In the directory tensorrt-inference-server/src/client, there are several client examples that help us understand how to use the client to communicate with server via HTTP. I have modifiedimage_client.py to accept an image and output a feature tensor.
Note that the initialized model could run synchronously or asynchronously. As the word’s literal meaning, run of InferContext will wait until the result is returned, while async_run will return the request ID immediately and make inference run in the background. Then the result could be accessed through running get_async_run_results method according to the request ID returned by async_run. I think async_run is frequently used when the server needs to process large batch of inputs.
Then run this script in your client docker. Here is what you will get the returned [1, 512] dim vector.
But, as I mentioned in the model configuration part, I haven’t solved the problem quite well that how to freeze a PyTorch or MXNet model to ONNX with batch axis discarded, which means that the input tensor should have 3 dims CHW rather than normal NCHW. As a result, the dynamic batching function of this TensorRT inference server couldn’t be used well.

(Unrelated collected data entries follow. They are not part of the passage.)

PR #902, opened 2023-03-11
Configuring PYTHON_LEGACY UUID representation in cfc_webapp.py

swastis10:
We cannot encode native uuid.UUID with UuidRepresentation.UNSPECIFIED therefore defining uuid_representation as PYTHON_LEGACY fixes the issue 
Contains fix for - https://github.com/e-mission/e-mission-docs/issues/856#issuecomment-1464579523

### DIFF
--- a/emission/net/api/bottle.py
+++ b/emission/net/api/bottle.py
@@ -14,6 +14,8 @@ License: MIT (see LICENSE for details)
 """
 
 import sys
+import bson.json_util as bju
+from bson.binary import UuidRepresentation
 
 __author__ = 'Marcel Hellkamp'
 __version__ = '0.13-dev'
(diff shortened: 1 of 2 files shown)


swastis10:
The test data is now being loaded fine by the local server on the UI.
Screen Shot 2023-03-10 at 7 48 07 PM

shankari:
@swastis10 I don't think we should edit `bottle.py` directly since it is a dependency and not our code
I would use the approach outlined in https://github.com/bottlepy/bottle/issues/287

Note that I already do this in `cfc_webapp.py`, similar to the suggestions in the issue above

```
    for plugin in app.plugins:
        if isinstance(plugin, JSONPlugin):
            print("Replaced json_dumps in plugin with the one from bson")
            plugin.json_dumps = bson.json_util.dumps
```

You just need to change it to `plugin.json_dumps = lambda s: bju.dumps(...)`

swastis10:
The data is still loading fine, just like the screenshot attached above.

shankari (approved):
LGTM! Will merge and deploy after the tests finish running

PR #904, opened 2023-03-30
Purge timeseries (with csv export)

TTalex:
This PR is built atop PR https://github.com/e-mission/e-mission-server/pull/899

The idea is to offer a tool to purge entries from the timeseries database after they have been used by the pipeline process.
The goal is to reduce database footprint of active users, and improve overall pipeline performances.

This PR differs from PR https://github.com/e-mission/e-mission-server/pull/899 by:
- Exporting data before deletion to a configurable CSV file, to avoid losing precious information (default file being `/tmp/old_timeseries_<userUUID>.csv`)
- Adding a unit test file to confirm proper export and deletion using real data
- Allowing the method to be called outside the command line
- Adding the following command line parameters (and the corresponding method args) :

| Short args | Long arg | Description | Default value |
|---|---|---|---|
| -d | --dir_name | Target directory for exported csv data | "/tmp" |
|  | --file_prefix | File prefix for exported csv data | "old_timeseries_" |
|  | --unsafe_ignore_save | Ignore csv export of deleted data (not recommended, this operation is definitive) | False (unset) |

As a reminder, existing command args were:
| Short args | Long arg | Description | Default value |
|---|---|---|---|
| -h | | Help command |  |
| -e | --user_email | targeted user email (mutually exclusive with -u) | (required) |
| -u | --user_uuid | targeted user uuid (mutually exclusive with -e) | (required) |

**Some dev decision, subject to change:**
- Since the script targets specific user data, I opted to keep it dissociated from `bin/debug/purge_user.py`
- The script was kept inside the bin folder, in practice its use might fit in a cronjob, which I would not characterize as a "debug" tool
- The script only acts on the specific user, maybe an extension could be considered to retrieve all active users and run the method on each.
- I have placed the unit test file in a new `emission/tests/binTests` folder, since I couldn't find any tests matching this one.
- The default target directory is set to `/tmp`, which might break on non-unix machines
- File prefix and target directory params are probably a bit too sensitive to leading and ending slashes respectively, but this was deemed acceptable

Open to advices and suggestions.

### DIFF
--- a/bin/purge_user_timeseries.py
+++ b/bin/purge_user_timeseries.py
@@ -7,21 +7,24 @@ import emission.core.get_database as edb
 import emission.core.wrapper.pipelinestate as ecwp
 import emission.core.wrapper.pipelinestate as ecwp
 import emission.storage.pipeline_queries as esp
+import pandas as pd
 
-if __name__ == '__main__':
-    logging.basicConfig(level=logging.DEBUG)
 
-    parser = argparse.ArgumentParser(prog="purge_user_timeseries")
-    group = parser.add_mutually_exclusive_group(required=True)
-    group.add_argument("-e", "--user_email")
-    group.add_argument("-u", "--user_uuid")
+DEFAULT_DIR_NAME = "/tmp"
+DEFAULT_FILE_PREFIX = "old_timeseries_"
 
-    args = parser.parse_args()
+def exportOldTimeseriesAsCsv(user_id, last_ts_run, dir_name, file_prefix):
+    filename = dir_name + "/" + file_prefix + str(user_id) + ".csv"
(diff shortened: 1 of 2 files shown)


shankari:
@MukuFlash03 this is the next task for you to work on. You should:
- check to see if this works
- add tests for it
- discuss with cloud services where we can dump this data from an AWS perspective, (e.g. arctic storage), and then
- actually write the script and put it into our internal repo

I anticipate this will take ~ 3 weeks to complete 😄

MukuFlash03:
This is working, as it is. CSV file is storing the required data from timeseries db.
Currently it's stored as a temporary file but I'm keeping it on a permanent basis for now for testing purposes.
Will work on adding more tests and thinking of mongodump next.

PR #909, opened 2023-04-24
set end_confirmed_place on untracked composite objects

JGreenlee:
(Original PR was https://github.com/shankari/e-mission-server/pull/16)

Given https://github.com/e-mission/e-mission-docs/issues/887, the end place of untracked time is not actually zero duration. We do want to include it in the composite object. Thus, we can remove `isUntrackedTime` and the conditional check.


shankari (approved):
LGTM!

As for the Performance, when setting the input batch to 10, my initial ONNX model needs 5ms when using onnxruntime-gpu to run. Under this inference server, the inference time could be reduced to 2ms on average. More than 1.5x acceleration.
7. SUMMARY
Till now, we have already wandered through how to use TensorRT inference server to deploy ONNX model for inference service. But this is just a beginning, there are still a lot of powerful functions for exploring, such as custom model backend, multiple-instance for performance improvement, model assemble support and so on. I believe this post and the official doc will give you a good start to utilize this tool to boost your inference service.